In summary, the story encapsulates the transformative power of Christmas and the importance of human connections, making it a poignant narrative about redemption and the impact one individual can have on others during the holiday season.
The response is quite long and exhaustive as it fits a global retriever that iterates over all the communities on a specified level.
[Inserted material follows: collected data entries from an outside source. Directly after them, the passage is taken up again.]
PR #352, opened 2022-02-15
Don't run queries when trying to retrieve versions for unsaved records

maxime-rainville:
Right now if you call `allVersions` on a singleton DataObject, it will try to run a query ... which is nonsensical. This is causing grievances to our graphql `--no-database` build steps.

# Parent issue
- ~~https://github.com/silverstripe/silverstripe-graphql/issues/445~~
- #353

### DIFF
--- a/tests/php/VersionedTest.php
+++ b/tests/php/VersionedTest.php
@@ -893,6 +893,15 @@ class VersionedTest extends SapphireTest
         $this->assertEquals($extraFields, ['2005', '2007', '2009'], 'Additional version fields returned');
     }
 
+    public function testAllVersionsOnUnsavedRecord()
+    {
+        $newPage = new VersionedTest\Subclass();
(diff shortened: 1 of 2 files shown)


tests/php/VersionedTest.php
```diff
@@ -893,6 +893,15 @@ public function testAllVersions()
         $this->assertEquals($extraFields, ['2005', '2007', '2009'], 'Additional version fields returned');
     }
 
+    public function testAllVersionsOnUnsavedRecord()
+    {
+        $newPage = new VersionedTest\Subclass();
```
maxime-rainville, line 898: Those tests passed with the old logic.

maxime-rainville (commented):
I'm going to call this a performance improvement that's worth doing ... irrespective of the NullDatabase work.

emteknetnz (approved):

PR #354, opened 2022-03-15
FIX Return correct changed fields when fromRecord is null

GuySartorelli:
Ran into `__clone method called on non-object` when using the assets admin history view. Elsewhere in this class there are checks against this variable being falsey, so this is a consistent way to resolve it and allows the history view to render without issues.

### DIFF
--- a/src/DataDifferencer.php
+++ b/src/DataDifferencer.php
@@ -258,7 +258,11 @@ class DataDifferencer extends ViewableData
      */
     public function changedFieldNames()
     {
-        $diffed = clone $this->fromRecord;
+        if ($this->fromRecord) {
+            $diffed = clone $this->fromRecord;
+        } else {
+            $diffed = clone $this->toRecord;
+        }
         $fields = array_keys($diffed->toMap());
 
         $changedFields = [];
@@ -267,7 +271,7 @@ class DataDifferencer extends ViewableData
             if (in_array($field, $this->ignoredFields)) {
                 continue;
             }
-            if ($this->fromRecord->$field != $this->toRecord->$field) {
+            if (!$this->fromRecord || $this->fromRecord->$field != $this->toRecord->$field) {
                 $changedFields[] = $field;
             }
         }


michalkleiner:
Would branch from and target 1.10 since this is a bugfix.

GuySartorelli:
@michalkleiner 
Fair point! I was just kinda rushing it through as I worked on other things so I didn't really think about it, sorry.

Branched from and targetting 1.10 now.

michalkleiner:
@GuySartorelli is it the first record when this happens, do you know? There are calls to clone the toRecord in the class as well, I wonder whether we need to protect that as well or the fromRecord is the only one that can _legitimately_ be null.

GuySartorelli:
> is it the first record when this happens, do you know?

I haven't checked to confirm, but my assumption is that's the case - the PHPdoc comment in the constructor even points out that a numm from record is expected for a new record
https://github.com/silverstripe/silverstripe-versioned/blob/7cedcf6cb26afc5e0babe80deec83159f379196d/src/DataDifferencer.php#L56

> There are calls to clone the toRecord in the class as well, I wonder whether we need to protect that as well or the fromRecord is the only one that can _legitimately_ be null.

I think that although the toRecord has a null default argument, the expectation is for it to never be null during execution. I didn't encounter any situations where it was null when I was playing around, and there aren't any protections in this class against null toRecords.

GuySartorelli:
I have just taken a closer look at what's happening throughout this class though and it looks like there's a bit more work to be done though - elsewhere if there's no fromRecord then all the fields in the toRecord are considered changed, so we should probably do that here to be consistent.

GuySartorelli:
There we go. @michalkleiner I think this is a more complete fix.

michalkleiner:
Since we're poking this already, @GuySartorelli, I think we should refactor the `changedFieldNames` and `ChangedFields` methods so that they both use a private or protected method of getting the diffed fields (seems like doesn't even need the cloned object tbh) and then in both those methods just iterate over it and do the work needed — [push the field name into an array](https://github.com/silverstripe/silverstripe-versioned/blob/28e40806679f7edd1f512f79b4a108170b58a832/src/DataDifferencer.php#L275) or, respectively, [push the diff data to an array list](https://github.com/silverstripe/silverstripe-versioned/blob/28e40806679f7edd1f512f79b4a108170b58a832/src/DataDifferencer.php#L228).

That seems like the most robust approach where we remove duplicate code.

GuySartorelli:
Great minds think alike! I was thinking of doing some refactoring for this as a separate PR, but if you're happy for it to be in the same PR (but a separate commit obviously) I'll try get some time to refactor this class tomorrow. I thought though that since refactoring is an `ENH` commit that would need to be targeting `1` so it gets a minor release?

GuySartorelli:
I'm not comfortable mixing a refactor commit with the fix commit. If someone wonders why changes were made in the future and look back at the commit history I'd rather it be clear that the refactoring was done for ease of maintenance and the fix was done to fix an actual issue. They're two separate concerns which should be committed separately.

michalkleiner:
It's not a refactor where you'd completely change things, so I'm ok with it. It's abstracting one method's mechanism to be reused in another to fix a problem that the first method doesn't suffer with.
If you still want to do the fix separately, please replicate the approach from `ChangedFields` in `changedFieldNames` i.e. no object cloning and same convention/naming etc.

GuySartorelli:
I just don't see that being part of the fix. I've already committed a fix, and it is consistent with the `diffedData` method in this class which also uses cloning.
In my opinion any change to _how_ the method does what it does should be in a separate commit (it's not part of the _fix_, which is what my current commit is for) and at this stage I'd rather do that as a completely separate PR like I had originally planned to do. If you'd rather have additional changes in the same commit I have no problem with you raising a PR to replace this one.

michalkleiner:
The difference in the `diffedData` method is that it combines fields from both from and to records if from record exists, so I'd say the fix should be closer to how `ChangedFields` method works. I guess the cloning isn't a dealbreaker, but is probably not needed since nothing is changing on the object. I'll merge this as is to let you do the refactor in a follow up PR, which won't be able to be from the minor version, but we can live with that.

michalkleiner:
Tagged `1.10.1` on `1.10` branch and merged it up to `1` branch.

You can test how the response changes if you change the community hierarchical level.
Summary
In this blog post we demonstrated how to integrate Microsoft’s GraphRAG into Neo4j and implement retrievers using LangChain and LlamaIndex. This should allows you to integrate GraphRAG with other retrievers or agents seamlessly. The local retriever combines vector similarity search with graph traversal, while the global retriever iterates over community summaries to generate comprehensive responses. This implementation showcases the power of combining structured knowledge graphs with language models for enhanced information retrieval and question answering. It’s important to note that there is room for customization and experimentation with such a knowledge graph, which we will look into in the next blog post.
As always, the code is available on GitHub.